The former IBM CEO offers his thoughts on the principles and strategies that sustain a company in the long run.
Lou Gerstner will always be known as the man who saved IBM after resuscitating, then reinvigorating, the near bankrupt company when he took over as chairman and CEO in 1993. Gerstner’s career, though, spanned 43 years which also included more than a decade at McKinsey, senior positions at American Express, and four years as chairman and CEO of RJR Nabisco. Since stepping down from IBM in 2002 he has continued to lead an active “portfolio” life in education, healthcare, and private equity. In this conversation with former McKinsey managing director Ian Davis, he reflects on the DNA of companies that keep on creating value.
The Quarterly: How do you think about corporate longevity? Does it help executives if their companies explicitly aim to be around a long time, by which I mean a generation or more?
Lou Gerstner: I don’t think so. It seems to me that companies should focus on trying to be successful five years from now, perhaps ten. If your business has already been around, say, 20 years, I don’t see how it can help the management team if one of the primary objectives is getting to 100. It’s not something they can execute on. I’m not sure what you can do to guarantee success in that time frame, or even on a 20- to 30-year view.
The Quarterly: So why do some businesses last much longer than others?
Lou Gerstner: A lot of it has to do with the industry.
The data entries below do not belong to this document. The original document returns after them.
PR #11052, opened 2023-05-05
feat(j-s): Store Case Files Record in AWS S3

gudjong:
# Store Case Files Record in AWS S3

[Vista skjalaskrár í S3](https://app.asana.com/0/1199153462262248/1203551118784320/f)

## What

- Stores case files records in AWS S3 when a case is received by a district court.
- Gets case files records from AWS S3 once stored there.
- Moves case files records to an AWS S3 folder with a limited lifespan when a case is completed.

## Why

- Generating case files record PDFs takes a long time and uses a lot of memory, so storing them in AWS S3 improves user experience.

## Checklist:


unakb (approved):
Looks good, tried locally and files went to folders as expected

PR #11060, opened 2023-05-08
feat(react-components): Shared modal

hedinne:
## What

Move the delegations (and ids-admin) modal to a shared library (react-components). And add `scrollType` prop that controls if the scroll is inside the modal or on the overlay. The "outside" scroll has been the default in island.is but having the scroll bar inside the modal can be useful when we want to have a sticky footer on the modal.
On mobile, the scroll is always inside the modal so the close button is always visible.

## Why
It is easier to maintain one modal than two copies of the same modal.

## Screenshots / Gifs

[Both scroll types on desktop](https://user-images.githubusercontent.com/7573694/236821990-c4f11a23-b9af-45b1-a471-d8ed7e67d080.webm)

[Both scroll types on mobile](https://user-images.githubusercontent.com/7573694/236822206-db2ccc0d-337a-46b5-bdb0-dd5a6bbe04a1.webm)

## Checklist:


saevarma (approved):
Really nice refactor  🙌  great job!

PR #12531, opened 2023-10-26
fix(service-portal): Move sp core strings to core file

thordurhhh:
## What

Move sp core strings to core file

## Why

when you `extract-strings` on a module with a string that includes a namcepace used in another module ... it will cause the current strings to become the only available strings in the CMS for said namespace. 🛑 

## Checklist:


libs/service-portal/core/src/lib/messages.ts
```diff
@@ -1175,4 +1175,16 @@ export const m = defineMessages({
     id: 'service.portal:close-active-document',
     defaultMessage: 'Loka skjali',
   },
+  month: {
+    id: 'service.portal:month',
+    defaultMessage: 'Mánuður',
+  },
+  dateOfOnvoiceShort: {
```
thorkellmani, line 1182:
```suggestion
  dateOfInvoiceShort: {
```

thorkellmani (approved):
woopsy

PR #12550, opened 2023-10-27
feat(user-profile): Create islyklar user profile if it does not exist

GunnlaugurG:
# ...

## What

If user profile does not exist in islyklar db we will need to create it. 

## Why

So the update will not fail if the record does not exist on islyklar service

## Screenshots / Gifs

## Checklist:


apps/services/user-profile/src/app/v2/islykill.service.ts
```diff
@@ -1,11 +1,49 @@
...
+        mobile: userData.mobile,
+        bankInfo: userData.bankInfo,
+        lastLogin: userData.lastLogin,
+        nextLastLogin: userData.nextLastLogin,
+        lastPassChange: userData.lastPassChange,
+        canNudge: userData.canNudge,
+        onlyCert: userData.onlyCert,
+        nudgeLastAsked: userData.nudgeLastAsked,
+      }
+    } catch ({ status, message }) {
```
snaerseljan, line 32: Is this correctly typed? Isn't this unknown?

You could do 
```
if (err instanceof Error) {
    // Now TS correctly types the error
  }
```

snaerseljan: You will probably also have to type the status field

apps/services/user-profile/src/app/v2/islykill.service.ts
```diff
@@ -1,11 +1,49 @@
...
+      if (status === 404) {
+        return {
+          ssn: nationalId,
+          noUserFound: true,
```
snaerseljan, line 36: nit: userNotFound sounds better 😅

apps/services/user-profile/src/app/v2/islykill.service.ts
```diff
@@ -15,20 +53,64 @@ export class IslykillService {
...
-      .islyklarPut({
-        user: {
-          ssn: nationalId,
-          ...(email && { email }),
-          ...(phoneNumber && { mobile: phoneNumber }),
-        },
+    try {
+      const user = {
+        ssn: nationalId,
+        ...(email && { email }),
```
snaerseljan, line 59: What happens if both are undefined?

apps/services/user-profile/src/app/v2/islykill.service.ts
```diff
@@ -15,20 +53,64 @@ export class IslykillService {
...
+        ...(phoneNumber && { mobile: phoneNumber }),
+      }
+
+      return await this.islyklarApi.islyklarPut({ user })
+    } catch ({ message }) {
```
snaerseljan, line 64: same as above

apps/services/user-profile/src/app/v2/islykill.service.ts
```diff
@@ -15,20 +53,64 @@ export class IslykillService {
...
+      throw new InternalServerErrorException(
+        'Unable to update islykill settings for user',
+        message,
+      )
+    }
+  }
+
+  async createIslykillSettings(
+    nationalId: string,
+    { email, mobile }: { email?: string; mobile?: string },
```
snaerseljan, line 74: same as above what happens if both are undefined

apps/services/user-profile/src/app/v2/islykill.service.ts
```diff
@@ -15,20 +53,64 @@ export class IslykillService {
...
+    phoneNumber,
+  }: {
+    nationalId: string
+    email?: string
+    phoneNumber?: string
+  }): Promise<PublicUser> {
+    const { noUserFound } = await this.getIslykillSettings(nationalId)
+
+    if (noUserFound) {
+      return await this.createIslykillSettings(nationalId, {
```
snaerseljan, line 104: nit: Maybe have the same inputs for create and update methods, then you can reuse their input types

apps/services/user-profile/src/app/v2/islykill.service.ts
```diff
@@ -15,20 +53,64 @@ export class IslykillService {
...
-          ...(phoneNumber && { mobile: phoneNumber }),
-        },
+    try {
+      const user = {
+        ssn: nationalId,
+        ...(email && { email }),
+        ...(phoneNumber && { mobile: phoneNumber }),
+      }
+
+      return await this.islyklarApi.islyklarPut({ user })
```
snaerseljan, line 63: You have redundant return await in some places. You should be good by just returning

snaerseljan (approved):
Great job. Just some nits and questions

apps/services/user-profile/src/app/v2/islykill.service.ts
GunnlaugurG: Can I not just do `err: Error` should that not result in the same instance ?

PR #12560, opened 2023-10-30
feat(j-s): Case header info

oddsson:
# Case header info

[Asana](https://app.asana.com/0/1199153462262248/1205752688071902/f)

## What

This PR does three things 

1. Today, we display info about when the district court received an appeal in the alert banner for the district court. When COA has made a ruling, we no longer show that info. This PR adds that info in the header of the case overview
Screenshot 2023-10-30 at 12 58 42

2. We add info about who appealed and when in the header of the case overview. We were displaying that info for COA users but now we display it for all users.

3. Always show the info discussed in pt1 for COA users.

## Why

This gives more users more overview of what's happened in the case so far.

## Checklist:


gudjong (approved):
If I understand the changes correctly, then the new appeal info is shown for all users except defenders. Was that the intention?

oddsson:
You are right, I forgot about the defenders. I've made some changes to that.

PR #12565, opened 2023-10-30
fix(application-estate): Property mapping fixes

kksteini:
Aggressive regex was filtering out legitimate properties, coming in as 6 or 7 digits (missing `F` prefix).
This is causing properties present in the District Commissioner's database to be lost when transitioting to our application system.

Note, that it may look strange to test the data coming from DC but since we're injecting them into the application's answers (for convenience) we validate data the same way we would in the application frontend with our dataschema.

## Checklist:

### DIFF
--- a/libs/clients/syslumenn/src/lib/syslumennClient.utils.ts
+++ b/libs/clients/syslumenn/src/lib/syslumennClient.utils.ts
@@ -321,7 +321,7 @@ export const assetMapper = (assetRaw: EignirDanarbus): EstateAsset => {
   return {
     description: assetRaw.lysing ?? '',
     assetNumber: assetRaw.fastanumer ?? '',
-    share: assetRaw.eignarhlutfall ?? 1,
+    share: assetRaw.eignarhlutfall / 100.0 ?? 1,
   }
 }
 
@@ -339,7 +339,7 @@ export const mapEstateRegistrant = (
             (a) =>
               a.tegundAngalgs === TegundAndlags.NUMBER_0 &&
               a?.fastanumer &&
-              /^[fF]{0,1}\d{7}$/.test(a.fastanumer),
+              /^[Ff]{0,1}\d{7}$|^[Ll]{0,1}\d{6}$/.test(a.fastanumer),
           )
           .map(assetMapper)
       : [],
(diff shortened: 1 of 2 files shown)


libs/clients/syslumenn/src/lib/syslumennClient.utils.ts
```diff
@@ -321,7 +321,7 @@ export const assetMapper = (assetRaw: EignirDanarbus): EstateAsset => {
   return {
     description: assetRaw.lysing ?? '',
     assetNumber: assetRaw.fastanumer ?? '',
-    share: assetRaw.eignarhlutfall ?? 1,
+    share: assetRaw.eignarhlutfall / 100.0 ?? 1,
```
kksteini, line 324: FYI: SyslData is now sending numbers from 0-100 but we're expecting a float between 0.0-1.0

libs/clients/syslumenn/src/lib/syslumennClient.utils.ts
```diff
@@ -392,9 +392,9 @@ export const mapEstateInfo = (syslaData: DanarbuUppl): EstateInfo => {
       ? syslaData.eignir
           .filter(
             (a) =>
+              a?.tegundAngalgs !== undefined &&
```
kksteini, line 395: FYI: Wanted to reverse the boolean checking order but for some reason Typescript complains if we don't explicitly ask for !== undefined. It's serving the same purpose here.

albinagu (approved):

libs/clients/syslumenn/src/lib/syslumennClient.utils.ts
RunarVestmann: What if the assetRaw.eignarhlutfall is null or undefined?

`undefined / 100.0 ?? 1` is equal to NaN when I open up node in a terminal and test this out. Wouldn't it be better if we want to keep the same functionality to just divide if we are sure that we've got a value and otherwise just return 1?

RunarVestmann (changes requested):

libs/clients/syslumenn/src/lib/syslumennClient.utils.ts
kksteini: That's a good point, thanks. Will fix

kksteini: Just as an interesting aside on the differences between undefined and null:
`null / 100.0 ?? 1` evaluates to 0.
The property is asserted to be there (lacking the optional marking `?`).

However, the type being `number` and not `number | null` is in question when inspecting some answers from the client giving us `null` in places so it's wise to guard against `undefined` as well.

kksteini: Ok.
Thinking this over.
Let's guard against `undefined` but not against null.

Since the API is freely belting out `null` values on a type defined as `number` I'm going to let it stand for 0.
I'll raise this issue with the District Commissioner client maintainer

kksteini: Ok, we guard against `undefined` but not `null`.
If we see a `null` it stands for 0.

RunarVestmann (approved):

PR #12572, opened 2023-10-31
fix(service-portal): Update breadcrumbs

thordurhhh:
## What

* Only display go back with arrow on mobile
* Use all ancestors to determine if an item in breadcrumbs has a parameter name

## Why

* Go back could be displayed in the middle of crumbs if middle item has breadCrumbsHidden=true
* Ancestors with param name will display the string, example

Many companies that have made it over many years have been in slow-changing industries that haven’t been much affected by the external environment, that are characterized by significant scale economies, or that are heavily regulated.
Take food production. The big global players in this sector are not, typically, huge profit generators, and their turnover only increases modestly—say, by 1 to 2 percent a year, in line with demographic trends. But those businesses are in a nice place: there’s not much new competition, and the changes they’re up against, whether technological or otherwise, tend to be relatively small. In the automobile industry, it’s long cycle times and scale economies that deter others. And in banking, it’s been regulation. You see a lot of small bank start-ups in the US but the reason that so many of the large players have been around a long time is that state and federal laws make it difficult to start a national bank.
The Quarterly: Conversely, the entry and exit barriers are much lower in, say, software or technology, where capital requirements for new entrants can be relatively light.
Lou Gerstner: That’s true, and it’s in those sectors that companies are most often subject to strong competition, technological innovation, and regulatory change. The question, at the end of the day, is whether leaders in these and other industries can adjust. I would argue that more often than not they can’t. Think about all those companies in the computer or consumer-electronics industries, like Control Data or RCA. Corporate longevity is either driven by the leadership team that is there or by a new one that comes in from the outside and is able to manage the transition to a significantly different competitive environment. There was nothing that said American Express or IBM couldn’t go out of business, and IBM very nearly did. For a long time, American Express wouldn’t go into credit cards, because it thought that would cannibalize its Travelers Cheques business. When I arrived at IBM in 1993, there was no inheritable or even extendable platform. The company was dying.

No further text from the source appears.